Very few people around me have gardens anymore. The lawns in front are dried up and the backyards are usually dirt overgrown with weeds. A backyard like that isn’t a place you want to bring your friends out to when you have a nice day and want to have a barbecue. You can have a home that looks like a million dollars on the inside, but if the outside looks like a garbage dump it’s just wasted space. We used to have lawn on one of the terraces in the back, but it was too much of pain for my Dad to mow so he let it go and it became just dirt. I bought some landscape fabric and covered everything up and covered it with small blue river rock and made a pathway with red lava rock to the stairs down to the next terrace. We still get weeds every once in awhile, but they’re just easier to get rid of.

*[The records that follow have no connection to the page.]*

PR #543, opened 2023-02-17
:arrow_up: Upgrade `numpy` Dependency

shaneahmed:
- np.int, np.bool, np.float is depreciated in v1.20 in favour of np.int_, np.bool_, np.float_

Waiting on some dependencies to update:
- numba not yet compatible with numpy 1.24
  >   from numba.np.ufunc import _internal
  E   SystemError: initialization of _internal failed without raising an exception

   - https://github.com/numba/numba/issues/8464
   - https://github.com/numba/numba/pull/8691
   - https://github.com/numba/numba/issues/8841
   - https://github.com/numba/numba/milestone/63

- [x] Waiting for next numba release with numpy 1.24 support.


John-P (approved):

John-P:
Looks good but is it confirmed that this does not break map/numba compatibility?

PR #588, opened 2023-04-11
🚨 Use `logger` Instead Of `warnings` for `models` Package

shaneahmed:
- Use `logger` Instead Of `warnings` for `models` Package


tests/models/test_arch_nuclick.py
```diff
@@ -15,7 +14,7 @@
 # Test pretrained Model =============================
 
 
-def test_functional_nuclcik(remote_sample, tmp_path):
+def test_functional_nuclcik(remote_sample, tmp_path, caplog):
```
adamshephard, line 17: nuclick not nuclcik

PR #597, opened 2023-05-02
🐛 Fix `MultiTaskSegmentor` Example

blaginin:
- Fix `test_validate_docstring_examples`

We took what used to be the flower beds on either side and added in aeoniums and jade plants which also don’t have a care about San Francisco weather. I can’t even remember the last time I bothered to water outside. We do have two camellia bushes that were planted long before I was born so they probably have roots tapping into some underground lake at this point in time.

If you have a garden, put it to use. Drop some landscape fabric and toss some river rock and plant some aeoniums or jade plants and you’ll definitely bring up the value of your house. Please don’t use it to run your clotheslines to hang your nasty old granny panties out to dry like our neighbors do.